# Trail monsters



## PaulSecteur (14 Dec 2014)

I thought I had heard of all the "nasties" that were supposed to be over Cannock chase. The werewolf[1], the big cat[2], the crashed UFO aliens[3], the pig-faced screaming man[4]. But while in the bike shop the other week buying lights for my early morning ride through the chase the sales assistant made a comment about "The dark eyed children" that are also over there.

After a bit of research it seems they have quite a bit of coverage...

http://www.mirror.co.uk/news/weird-news/black-eyed-child-cannock-chase-4474229







But with more research it seems that Cannock is the favoured MTB trail of Taylor Momsen, from The Pretty Reckless...






She always overdoes the eye shadow when she knows things are going to get gnarly in the wild, wild West Midlands. 

I don't believe in any of that tosh because...

[1] Its a hairy dude out for a walk.
[2]Its a cat, it was closer than the observer thought.
[3]They build the trails now. They feed on broken rear MTB mudguards. They are getting fat.
[4]That's me, after a studded pedal to shin interface.

What stories does your trail have?


----------



## Pumpkin the robot (15 Dec 2014)

One of the roads in Horley (Lonesome lane) which is on one of the routes that the FNRTTC use has a house on the corner that has dolls and teddy bears sat outside on a balcony that belonged to a girl that lived at the house, who was run over and killed. There is a note with them saying that if the teddies are moved the little girl comes back and moves the furniture in the house. 
A little further along the route and also in Horley is a road called Haroldlsea drive the story goes that marching troops slowly pass through the area of Thunderfield Castle and Haroldslea Drive.

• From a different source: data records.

PR #142, opened 2021-04-22
Fix output dir for store the result in a JSON file

p3ck:
In optional operators subscribe the task "Store the result in a json file"
does not specify the ARTIFACT_DIR.  This may fail if the current working
directory is not writable and we can't find it if it's not in the
ARTIFACT_DIR.

### DIFF
--- a/roles/optional-operators-subscribe/tasks/main.yml
+++ b/roles/optional-operators-subscribe/tasks/main.yml
@@ -34,6 +34,6 @@
   always:
   - name: "Store the result in a JSON file"
     copy:
-      dest: "optional_operator_subscribe.json"
+      dest: "{{ ARTIFACT_DIR }}/optional_operator_subscribe.json"
       content: "{{ shell_script_output }}"
       mode: 0644


14rcole (approved):
LGTM

p3ck:
The CI failures don't look related to my change.  How do we go about getting those resolved so this can be merged?

dirgim (approved):
LGTM

dirgim:
@p3ck the fix for CI issues is in #143

roles/optional-operators-subscribe/tasks/main.yml
```diff
@@ -34,6 +34,6 @@
   always:
   - name: "Store the result in a JSON file"
     copy:
-      dest: "optional_operator_subscribe.json"
```
lslebodn, line 37: AMT default value for two directories are the same.
```
      ARTIFACT_DIR: "{{ ARTIFACT_DIR }}"
      SHARED_DIR: "{{ ARTIFACT_DIR }}"
```

Storing json to directory with artifacts make a sense. And all of them should be included in  tarball created by your team. Do we really need to collect also data from "SHARED_DIR"

Should be one sub-directory or other one ? @dirgim You introduced the `"SHARED_DIR"`. Coudl you explan what is a difference.

dirgim: The SHARED_DIR is used by Prow jobs to share files between different testing steps since there isn't a different mechanism to relay information between steps.
This is obviously not required when running the steps in Ansible so I had decided to point the directories to the same path by default when I updated the script to the version that introduced usage of the SHARED_DIR.
I'm not entirely satisfied with this solution as it looks weird in the ansible output, so will address it in an upcoming PR.
This should not hold up this PR as it's unrelated to it, though.

lslebodn: Thank you for explanation

lslebodn:
>the fix for CI issues is in #143

@p3ck please rebase PR

p3ck:
@dirgim Have I done anything wrong to explain the error for CVP/cvp-redhat-operator-bundle-image-validation-test?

A phantom bell is to begin to toll as the sun sets, slowly growing louder until midnight comes and a small army of men pass through the area. The castle is said to have been a resting place for King Harold's men as they marched to Hastings.


----------



## Cubist (15 Dec 2014)

Reports of the sighting of the Black Eyed Child enjoyed a resurgence a couple of months ago, and coincided with news that someone had written a book about it. ...

The only trail monsters I have seen at Cannock are 180mm Enduro bikes ridden by ex-golfers in Stormtrooper garb.......


----------



## jack smith (15 Dec 2014)

Bugger that! If i saw one of those ghosts when i was out mtbing id gain every kom on my route out of there!! After growing up on an old farmhouse with history ive had more than my fair share of scary people looking at me in the night!


----------



## Cuchilo (15 Dec 2014)

jack smith said:


> Bugger that! If i saw one of those ghosts when i was out mtbing id gain every kom on my route out of there!! After growing up on an old farmhouse with history ive had more than my fair share of scary people looking at me in the night!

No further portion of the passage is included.